As your business grows, you’ll need to create more content for more markets. As your content volume and number of markets increase, so does your need for localization. The problem is that can one single language service provider (LSP) handle all language pairs? You may need to change your content delivery strategy and use multi-vendor localization, provided simultaneously by various suppliers.
Multi-vendor localization means using multiple language service providers for your localization projects. There are several reasons why this is the preferred choice of many global companies. Let’s take a look at the pros and cons of this strategy.

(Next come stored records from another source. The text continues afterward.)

PR #913, opened 2024-08-06
Fix CP Group Name in CP Objects [API-2252]

emreyigit:
The PR fixes wrong usage of CP groups. Before the introduced fix, the client was sending the CP group creation requests in wrong format. This was resulting that all CP objects created in `default` CP group. Now, it's fixed.

### DIFF
--- a/src/Hazelcast.Net.Tests/CP/CPRoutingTests.cs
+++ b/src/Hazelcast.Net.Tests/CP/CPRoutingTests.cs
@@ -40,6 +40,8 @@ namespace Hazelcast.Tests.CP
         [Test]
         public async Task TestCPRequestRoutingToLeader()
         {
+            const string groupName = "myGroup";
+            const string cpObjectName = "myAtomicLong";
             var options = new HazelcastOptionsBuilder()
                 .With((config =>
                 {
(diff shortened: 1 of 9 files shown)


Patras3 (approved):
LGTM, thanks for the fix.

src/Hazelcast.Net.Tests/CP/CPRoutingTests.cs
```diff
@@ -51,49 +53,63 @@ public async Task TestCPRequestRoutingToLeader()
                     config.Networking.ConnectionRetry.ClusterConnectionTimeoutMilliseconds = 10_000;
                 })).Build();
 
+
+            // Assert multiple that the addAndGet operation is sent to the leader
+            // First round creates new group
+            // Second round uses the existing group
+            for (var i = 0; i < 2; i++)
```
ihsandemir, line 60: is this related to the change?

src/Hazelcast.Net.Tests/Resources/Cluster/cp.xml
```diff
@@ -43,8 +43,7 @@
 
   <cp-subsystem>
     <base-dir>/custom-cp-dir</base-dir>
-    <cp-member-count>3</cp-member-count>
-    <group-size>3</group-size>
```
ihsandemir, line 47: why removed?

src/Hazelcast.Net.Tests/CP/CPRoutingTests.cs
emreyigit: Yes.

src/Hazelcast.Net.Tests/Resources/Cluster/cp.xml
emreyigit: The default group size is already equals to cp member count at default.

ihsandemir (approved):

What are the Pros of Multi-vendor Localization?
1. Risk Management
Risk dispersion is one of the main reasons for multi-vendor localization. For example, if the introduction of a product or service to a market is delayed, the loss can be massive, with significantly decreased topicality and competitiveness (prerequisite for communication). If you choose to be loyal to only one independent language service provider (LSP), what will happen if they can’t afford urgent deadlines? What if they aren’t capable of continuous operation or their quality fails you?
Finding suitable replacement for your LSP for a certain project can take a lot of time. But it’ll be a different story if you have various reliable suppliers in store.
2. Access to Experts
No LSP can satisfy your every need in every occasion, even if it’s a globally huge provider. Multi-vendor Localization allows you to choose the right one for your needs.
You may be really satisfied with your Vietnamese localization service provider, but they don’t give you peace of mind when it comes to Japanese translation. Multi-vendor Localization allows you to choose the right local translation companies.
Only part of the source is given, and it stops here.